Phineas hadn't expected to find a girl for himself the same night.
Livia was in his Arithmancy class, sitting with Mirabelle Mulciber and talking quietly as she took out her books. Even better, Julius wasn't in this class. Phineas sat down in his usual place, and as he was pulling out his roll of parchment from his bag, Livia turned in her seat so that her long blonde hair fell over one shoulder, and caught his gaze. She flashed him another glorious smile, her grey eyes sparkling, and then turned around again as the professor came in to start the lesson.
Arithmancy was Phineas' favourite subject, but he found it hard to concentrate that day.
-B-
The evening before she headed off to her third year at Hogwarts, Iola crept into her mother's room.
"Mama?" she whispered, too softly to wake the ill woman if she happened to be asleep. The pale head on the pillows stirred feebly. "I need you to sign my Hogsmeade form. I'd ask Phineas, but it says it has to be a parent or guardian..."
"I'll sign it, Elladora," Mama rasped.
Just as soon as Iola's spirits had risen, they fell again. "Iola," she said. "I'm Iola."
"Whatever you say, dear," Mama said, in that tone that meant she wasn't really listening. "Here you are."
Iola took her time taking the slip of parchment back from the skeletal fingers. She was staring at the bedside table, which was a shrine to Little Sirius. The moving photographs showed the child sleeping, writing, curled up with a book... He had a strikingly sweet face, framed by dark curls like Elladora's and Iola's, but that wasn't what caught Iola's attention. None of the rest of them were there, in these photographs their mother held dearest. None of her living children. For the first time, Iola felt a flicker of Phineas' anger.
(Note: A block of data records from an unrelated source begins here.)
PR #2017, opened 2025-11-06
Add EDINET Required Role Rules

austinmatherne-wk:
#### Description of change
Implements EDINET rules:
- EDINET.EC8038W
- EDINET.EC8039W
- EDINET.EC8040W
- EDINET.EC8041W
- EDINET.EC8042W
- EDINET.EC8043W
- EDINET.EC8044W
- EDINET.EC8045W
- EDINET.EC8046W
- EDINET.EC8047W
- EDINET.EC8048W
- EDINET.EC8049W
- EDINET.EC8050W
- EDINET.EC8061W
- EDINET.EC8063W
- EDINET.EC8065W
- EDINET.EC8066W
- EDINET.EC8067W
- EDINET.EC8068W

Initially I was working on dimensionally validating facts against cubes within the roles, but that appears to not be needed for EDINET and not worth the processing overhead.

#### Steps to Test
* CI

**review**:
@Arelle/arelle

### DIFF
--- a/tests/integration_tests/validation/conformance_suite_configurations/edinet.py
+++ b/tests/integration_tests/validation/conformance_suite_configurations/edinet.py
@@ -19,18 +19,13 @@ VALID_EXPECTED_ERRORS = {
         "EDINET.EC5700W.GFM.1.8.4": 2,
         "EDINET.EC8023W": 2,
         "EDINET.EC8027W": 1,
-        "EDINET.EC8065W": 1,
-        "EDINET.EC8067W": 1,
     },
     "valid/index.xml:valid04": {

"Thank you, Mama," she said quietly, and slipped out to finish packing.
Her low mood went mostly unnoticed the next morning. Elladora was in high spirits, because she'd been chosen as one of Slytherin's new prefects, whereas Phineas was sulking because he hadn't been made Head Boy.
"Really, Phineas, I don't know what you were expecting," Elladora said, after Phineas Apparated them onto Platform Nine-And-Three-Quarters. "They always choose one of the previous prefects as Heads."
"Well, if I were in charge things would be different," Phineas said grumpily. He pointedly Levitated Iola's trunk onto the train with his wand, leaving Elladora to fend for herself. "And I don't see why Julius Malfoy is so much more responsible than me."
Iola had been hearing that name a lot over the summer. Unsurprisingly, Elladora began hotly, "I think you're very hard on poor Julius—"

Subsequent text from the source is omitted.